# deer processing



## razu (Jun 19, 2006)

found a good deal for deer processing located in paris township off route 172 between minerva and louisville 
$60.00 cut wrapped and frozen nice facility walk in cooler and freezer also offers good trail etc. 
HUDY'S DEER PROCESSING 330-862-2584


----------



## Huntinbull (Apr 10, 2004)

Good info. I use Edinburgh (spelled right??) meats. about 75 to 80 depending on what you want done. That 80 includes 10 lbs of bulk italian sausage. It is a little more for italian links. Good work and you can get your hide back if you want it. Hope to use them a bunch this year!!!

Huntinbull


----------



## Header (Apr 14, 2004)

Razu, located in paris township off route 172 between minerva and louisville 
come on now 172 does not go between these towns. 44 & 30 do.
Do you mean rt172 in Paris, little burg of a town. I've seen one in the town and 1 just east of Paris just south of 172. Let me know I might use them, I'm in Canton and thought of Don's custom meats south of Wanyesburg on 171. He charges $80. for basics but are very clean and vacuum sealed.


----------



## phisherman (Jun 10, 2004)

Here's a good list of places that process... http://www.thenaturalresource.com/hunting/BUTCHERS_00.php


----------



## razu (Jun 19, 2006)

sorry for the confusion header should have read paris: between minerva and louisville-east canton just to give an idea for those who never heard of little burg called paris


----------



## joerugz (Feb 28, 2007)

I've had trail bologna from Huty's and it AWESOME!


----------



## mandolinsuperstar (Feb 20, 2006)

Can anyone recommend a place to have deer processed near Parma OH? I've slowly accumulated my safety course, some gear, and some places to hunt over the last few years, and will hopefully take my first deer this fall/winter. I have no idea where to take it for processing. 

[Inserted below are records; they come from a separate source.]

Issue #3245, opened 2022-11-04
[CL][Concentrated Liquidity Module]: implement `MsgCreateConcentratedPool`


p0mvn:
## Background

This issue is blocked on: https://github.com/osmosis-labs/osmosis/issues/3243

Upon successfully implementing the above refactor, and implement the new `MsgCreateConcentratedPool` in the `concentratedpool` package.

Follow the structure and design similar to `MsgCreateBalancerPool`, `MsgCreateStableswapPool`

Implement the message server method:

```go
func (server msgServer) CreateConcentratedPool(goCtx context.Context, msg *balancer.MsgCreateConcentratedPool) (*balancer.MsgCreateConcentratedPoolResponse, error) {
}
```

Add tests

## Acceptance Criteria
- The message is implemented
- Follows the similar folder structure and design to `MsgCreateBalancerPool`, `MsgCreateStableswapPool`
- tests added

PR #3607, opened 2022-12-03
feat[CL]: add MsgCreateConcentratedPool

czarcas7ic:
Closes: #3245 

Implementation of MsgCreateConcentratedPool and required wiring

## Brief Changelog

*(for example:)*
 

x/concentrated-liquidity/keeper_test.go
```diff
@@ -39,6 +40,13 @@ func (suite *KeeperTestSuite) SetupTest() {
 	suite.Setup()
 }
 
+// SetupDefaultPool sets up a eth usdc concentrated liquid pool with pool ID 1 and no liquidity
+func (s *KeeperTestSuite) SetupDefaultPool(ctx sdk.Context) types.ConcentratedPoolExtension {
```
p0mvn, line 44: Because most of the existing pool creation helpers are using this naming convention.

```suggestion
func (s *KeeperTestSuite) PrepareDefaultPool(ctx sdk.Context) types.ConcentratedPoolExtension {
```

x/concentrated-liquidity/lp.go
```diff
@@ -37,16 +37,39 @@ func (k Keeper) createPosition(ctx sdk.Context, poolId uint64, owner sdk.AccAddr
 		return sdk.Int{}, sdk.Int{}, sdk.Dec{}, err
 	}
 
-	// calculate liquidity created from this position
+	// N.B. we only write cache context if actual amounts
+	// returned are greater than the given minimums.
+	cacheCtx, writeCacheCtx := ctx.CacheContext()
```
p0mvn, line 42: Let's move this to be right before the call to `updatePosition`. I don't see a reason to be initializing this before validation checks that can fail

x/concentrated-liquidity/lp.go
```diff
@@ -37,16 +37,39 @@ func (k Keeper) createPosition(ctx sdk.Context, poolId uint64, owner sdk.AccAddr
...
+
+	currSqrtPrice := pool.GetCurrentSqrtPrice()
+	currentTick := pool.GetCurrentTick()
+
+	// If the currentSqrtPrice and currentTick are zero, then this is the first position to be created for this pool.
+	// We therefore calculate the sqrtPrice and currentTick based on the inputs of this position
+	// TODO: We need to review this logic very carefully, as I am not 100 percent convinced it is safe / correct
+	if currSqrtPrice.Equal(sdk.ZeroDec()) && currentTick.Equal(sdk.ZeroInt()) {
+		if amount0Desired.Equal(sdk.ZeroInt()) || amount1Desired.Equal(sdk.ZeroInt()) {
```
p0mvn, line 51: Is it not possible for me to create a single-asset position below or above the current tick?

p0mvn: Ah I see that's because we want to establish the current price

x/concentrated-liquidity/lp.go
```diff
@@ -37,16 +37,39 @@ func (k Keeper) createPosition(ctx sdk.Context, poolId uint64, owner sdk.AccAddr
...
+	// returned are greater than the given minimums.
+	cacheCtx, writeCacheCtx := ctx.CacheContext()
+
+	currSqrtPrice := pool.GetCurrentSqrtPrice()
+	currentTick := pool.GetCurrentTick()
+
+	// If the currentSqrtPrice and currentTick are zero, then this is the first position to be created for this pool.
+	// We therefore calculate the sqrtPrice and currentTick based on the inputs of this position
+	// TODO: We need to review this logic very carefully, as I am not 100 percent convinced it is safe / correct
+	if currSqrtPrice.Equal(sdk.ZeroDec()) && currentTick.Equal(sdk.ZeroInt()) {
```
p0mvn, line 50: Can we encapsulate all this into a method `isInitialPosition(...)` and cover by tests?

x/concentrated-liquidity/lp.go
p0mvn, line 51: And all the logic below encapsulate into `createInitialPosition` and cover by tests

x/concentrated-liquidity/lp.go
```diff
@@ -37,16 +37,39 @@ func (k Keeper) createPosition(ctx sdk.Context, poolId uint64, owner sdk.AccAddr
...
+		if amount0Desired.Equal(sdk.ZeroInt()) || amount1Desired.Equal(sdk.ZeroInt()) {
+			return sdk.Int{}, sdk.Int{}, sdk.Dec{}, types.InitialLiquidityZeroError{Amount0: amount0Desired, Amount1: amount1Desired}
+		}
+		currentSpotPrice := amount1Desired.Quo(amount0Desired).ToDec()
+		currSqrtPrice, err = currentSpotPrice.ApproxSqrt()
+		if err != nil {
+			return sdk.Int{}, sdk.Int{}, sdk.Dec{}, err
+		}
+		newTick := math.PriceToTick(currentSpotPrice)
```
p0mvn, line 59:
```suggestion
		initialTick := math.PriceToTick(initialSpotPrice)
```

x/concentrated-liquidity/lp.go
```diff
@@ -37,16 +37,39 @@ func (k Keeper) createPosition(ctx sdk.Context, poolId uint64, owner sdk.AccAddr
...
+	currentTick := pool.GetCurrentTick()
+
+	// If the currentSqrtPrice and currentTick are zero, then this is the first position to be created for this pool.
+	// We therefore calculate the sqrtPrice and currentTick based on the inputs of this position
+	// TODO: We need to review this logic very carefully, as I am not 100 percent convinced it is safe / correct
+	if currSqrtPrice.Equal(sdk.ZeroDec()) && currentTick.Equal(sdk.ZeroInt()) {
+		if amount0Desired.Equal(sdk.ZeroInt()) || amount1Desired.Equal(sdk.ZeroInt()) {
+			return sdk.Int{}, sdk.Int{}, sdk.Dec{}, types.InitialLiquidityZeroError{Amount0: amount0Desired, Amount1: amount1Desired}
+		}
+		currentSpotPrice := amount1Desired.Quo(amount0Desired).ToDec()
```
p0mvn, line 54:
```suggestion
		initialSpotPrice := amount1Desired.Quo(amount0Desired).ToDec()
```

x/concentrated-liquidity/lp.go
```diff
@@ -37,16 +37,39 @@ func (k Keeper) createPosition(ctx sdk.Context, poolId uint64, owner sdk.AccAddr
...
+		currSqrtPrice, err = currentSpotPrice.ApproxSqrt()
```
p0mvn, line 55:
```suggestion
		initialSqrtPrice, err = initialSpotPrice.ApproxSqrt()
```

x/concentrated-liquidity/lp.go
```diff
@@ -37,16 +37,39 @@ func (k Keeper) createPosition(ctx sdk.Context, poolId uint64, owner sdk.AccAddr
...
+		if err != nil {
+			return sdk.Int{}, sdk.Int{}, sdk.Dec{}, err
+		}
+		newTick := math.PriceToTick(currentSpotPrice)
+		pool.SetCurrentSqrtPrice(currSqrtPrice)
+		pool.SetCurrentTick(newTick)
```
p0mvn, line 61:
```suggestion
		pool.SetCurrentSqrtPrice(initialSqrtPrice)
		pool.SetCurrentTick(initialTick)
```

x/concentrated-liquidity/lp.go
p0mvn: I see not that this is being used by `k.setPool`.

Maybe in the future PR, we can make the `updatePosition` method take `pool` instead of `poolId`. That way we wouldn't have to call `k.setPool` prior to `updatePosition`.

I think it is best to gather all mutative function in one place - `updatePosition`.

x/concentrated-liquidity/msg_server.go
```diff
@@ -6,21 +6,22 @@ import (
...
-func NewMsgServerImpl(keeper *Keeper) types.MsgServer {
+func NewMsgServerImpl(keeper *Keeper) clmodel.MsgServer {
 	return &msgServer{
 		keeper: keeper,
 	}
 }
 
 // TODO: tests, including events
-func (server msgServer) CreatePosition(goCtx context.Context, msg *types.MsgCreatePosition) (*types.MsgCreatePositionResponse, error) {
+func (server msgServer) CreatePosition(goCtx context.Context, msg *clmodel.MsgCreatePosition) (*clmodel.MsgCreatePositionResponse, error) {
```
p0mvn, line 24: Can we keep this message in `types`? Only `MsgCreatePool` should be in the `model` package since it's the only one related to the pool model

x/concentrated-liquidity/msg_server.go
```diff
@@ -52,11 +53,11 @@ func (server msgServer) CreatePosition(goCtx context.Context, msg *types.MsgCrea
 		),
 	})
 
-	return &types.MsgCreatePositionResponse{Amount0: actualAmount0, Amount1: actualAmount1}, nil
+	return &clmodel.MsgCreatePositionResponse{Amount0: actualAmount0, Amount1: actualAmount1}, nil
 }
 
 // TODO: tests, including events
-func (server msgServer) WithdrawPosition(goCtx context.Context, msg *types.MsgWithdrawPosition) (*types.MsgWithdrawPositionResponse, error) {
+func (server msgServer) WithdrawPosition(goCtx context.Context, msg *clmodel.MsgWithdrawPosition) (*clmodel.MsgWithdrawPositionResponse, error) {
```
p0mvn, line 60: Same for this

x/concentrated-liquidity/msg_server.go
p0mvn: This is alligned with gamm module where we only keep `MsgCreatePool` definitions in the model packages

x/swaprouter/creator.go
```diff
@@ -64,7 +67,10 @@ func (k Keeper) CreatePool(ctx sdk.Context, msg types.CreatePoolMsg) (uint64, er
 		return 0, err
 	}
 
-	k.poolCreationListeners.AfterPoolCreated(ctx, sender, pool.GetId())
+	// TODO: Ensure this is correct decision. Without this hack, we try to make gauges for the CL pool which isn't needed
+	if poolType != types.Concentrated {
+		k.poolCreationListeners.AfterPoolCreated(ctx, sender, pool.GetId())
+	}
```
p0mvn, line 73: Let's create an issue for this and link it here directly. We should create a separate hook called `AfterCFMMPoolCreated`, call it in `gamm`'s `InitializePool`. The gauges should be created upon that new hook being called, not the `AfterPoolCreated`.

x/swaprouter/creator.go
```diff
@@ -84,14 +90,17 @@ func validateCreatePoolMsg(ctx sdk.Context, msg types.CreatePoolMsg) error {
...
-	if numAssets < types.MinPoolAssets {
-		return types.ErrTooFewPoolAssets
-	}
-	if numAssets > types.MaxPoolAssets {
-		return errors.Wrapf(
-			types.ErrTooManyPoolAssets,
-			"pool has too many PoolAssets (%d)", numAssets,
-		)
+
+	if msg.GetPoolType() != types.Concentrated {
```
p0mvn, line 94: Why would we not run this for the concentrated pool? I suggest keeping this as it was. If we want the CL pool have stricted bounds, we can have an  extra check in `InitializePool`.

The swaproter logic should not be concerned with what kind of pool is being created.

That is, we should avoid `msg.GetPoolType() != types.Concentrated` in swaprouter as much as possible

x/swaprouter/creator.go
```diff
@@ -110,17 +120,21 @@ func (k Keeper) validateCreatedPool(
...
+		if !pool.GetTotalPoolLiquidity(ctx).IsEqual(initialPoolLiquidity) {
+			return errors.Wrap(types.ErrInvalidPool,
+				"Pool was attempted to be created, with initial liquidity not equal to what was specified.")
+		}
+		// TODO: this check should be moved
+		// This check can be removed later, and replaced with a minimum.
+		if !pool.GetTotalShares().Equal(gammtypes.InitPoolSharesSupply) {
+			return errors.Wrap(types.ErrInvalidPool,
+				"Pool was attempted to be created with incorrect number of initial shares.")
+		}
```
p0mvn, line 137: Can we move this into `gamm` under `validateCFMMPool` method and call it right at the beginning of `InitializePool`?

p0mvn (commented):
Nice work!

x/concentrated-liquidity/lp.go
czarcas7ic: Yeah, right now it needs to be initialized there for setting the pool for the first position. Agreed on taking pool for a future PR, I will make an issue, add it here, then resolve conversation.

x/swaprouter/creator.go
czarcas7ic: Yea, I suppose as long as we check num assets in the Validate of CL itself then this is fine, will add it back

czarcas7ic: Actually, after I removed it I remembered why it was needed. The length of pool is checked via pool liquidity, and since we make CL pools with zero liquidity, this check wont pass. Lmk if you want me to approach this in another way, but I personally don't see a problem with adding this if statement here

x/swaprouter/creator.go
czarcas7ic: I dont think so, because we would need to pass initialPoolLiquidity into it somehow

czarcas7ic:
@p0mvn addressed most of your comments with a few followups!

x/swaprouter/creator.go
p0mvn: I think we might want to move this to each of `MsgCreateBalancerPool` and `MsgCreateStableswapPool`'s `ValidateBasic`.

We can still create a reusable helper that does these checks and simply call that helper from every applicable `ValidateBasic`.

Let me know what you think

p0mvn:
@czarcas7ic thanks, replied to the remaining unresolved discussions

x/swaprouter/creator.go
czarcas7ic: But then we would be checking if pool.GetTotalLiquidity() isEqual to pool.GetTotalLiquidity() 😅

p0mvn: Ah I see. In that case, this check seems unnecessary. Validation such as this (checking that pool was initialized with correct liquidity and shares) should be done by unit tests, not at runtime.

We might want to make sure that the unit tests exist and remove these

x/swaprouter/creator.go
czarcas7ic: It isn't reusable since StableSwap calls Coins direct and Balancer calls a PoolAssets array. I do agree with defining directly in the validate basic and will do so now

czarcas7ic: Oh actually they are already defined!

https://github.com/osmosis-labs/osmosis/blob/244b28a450d3e64c24d2c8a71c4fe56cf7865348/x/gamm/pool-models/stableswap/msgs.go#L63-L67

and 

https://github.com/osmosis-labs/osmosis/blob/244b28a450d3e64c24d2c8a71c4fe56cf7865348/x/gamm/pool-models/balancer/msgs.go#L42-L45

czarcas7ic: I could actually generalize this if we move it up to the swaprouter level, since we then have commonality at the msg.InitialLiquidity level. Otherwise I will just leave the respective logic to be done at the ValidateBasic level (i think this is the best approach imo)

p0mvn: I'm supportive of leaving it as is in gamm for this PR to limit the scope. However, is my understanding correct that we would still remove this from the swap router?

czarcas7ic: Yes, otherwise we are just validating twice

czarcas7ic:
@p0mvn all concerns addressed!

czarcas7ic:
@p0mvn I got rid of the internal model package but for some reason proto check is failing on this as well as the go test. Is this normal?

p0mvn:
@czarcas7ic I think there might be an import that is still referencing the old package

czarcas7ic:
@p0mvn Just double checked and there isnt :/

czarcas7ic:
I think that its a false error. It was passing before, and the changes I made dont effect this..

czarcas7ic:
Yeah, I reverted back to a point where it was passing and it still fails, so I think its something to do with CI

czarcas7ic:
Closing in favor of https://github.com/osmosis-labs/osmosis/pull/3687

Also, how does it generally work? Do you just show up with a field dressed animal and drop it off, or do you need reservations? 

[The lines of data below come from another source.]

PR #3634, opened 2022-12-05
Ensure go v1.18 used in make build & make install

ValarDragon:

Go 1.19 had changes that are consensus breaking. Thank you to @jhernandezb for pointing this out. This applies his suggested patch to Makefiles to ensure that all binary builds are done with the same go minor release line.

## Brief Changelog

- Require go 1.18 installed for building the binary.

## Testing and Verifying

Try building the binary if you don't have go 1.18, or build being a success if you do have go 1.18.

I've tested both

### DIFF
--- a/CHANGELOG.md
+++ b/CHANGELOG.md
@@ -53,6 +53,7 @@ and this project adheres to [Semantic Versioning](https://semver.org/spec/v2.0.0
 ### Misc Improvements
 
 * [#3611](https://github.com/osmosis-labs/osmosis/pull/3611) Introduce osmocli, to automate thousands of lines of CLI boilerplate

Any info is appreciated (Ravenna is a little far to drive but this thread seemed like a good place to start). Thanks!


----------



## Fishers of Men (Jul 29, 2005)

mandolinsuperstar said:


> Can anyone recommend a place to have deer processed near Parma OH? I've slowly accumulated my safety course, some gear, and some places to hunt over the last few years, and will hopefully take my first deer this fall/winter. I have no idea where to take it for processing.
> 
> Also, how does it generally work? Do you just show up with a field dressed animal and drop it off, or do you need reservations?
> 
> Any info is appreciated (Ravenna is a little far to drive but this thread seemed like a good place to start). Thanks!


I dont know who is in your area, but I get quite a few from cleve because 480 and the turnpike also from parma run right to me. I can take them 24 hrs and usually you get them back in 2 days until wed of gun season, then it takes a lil longer.


----------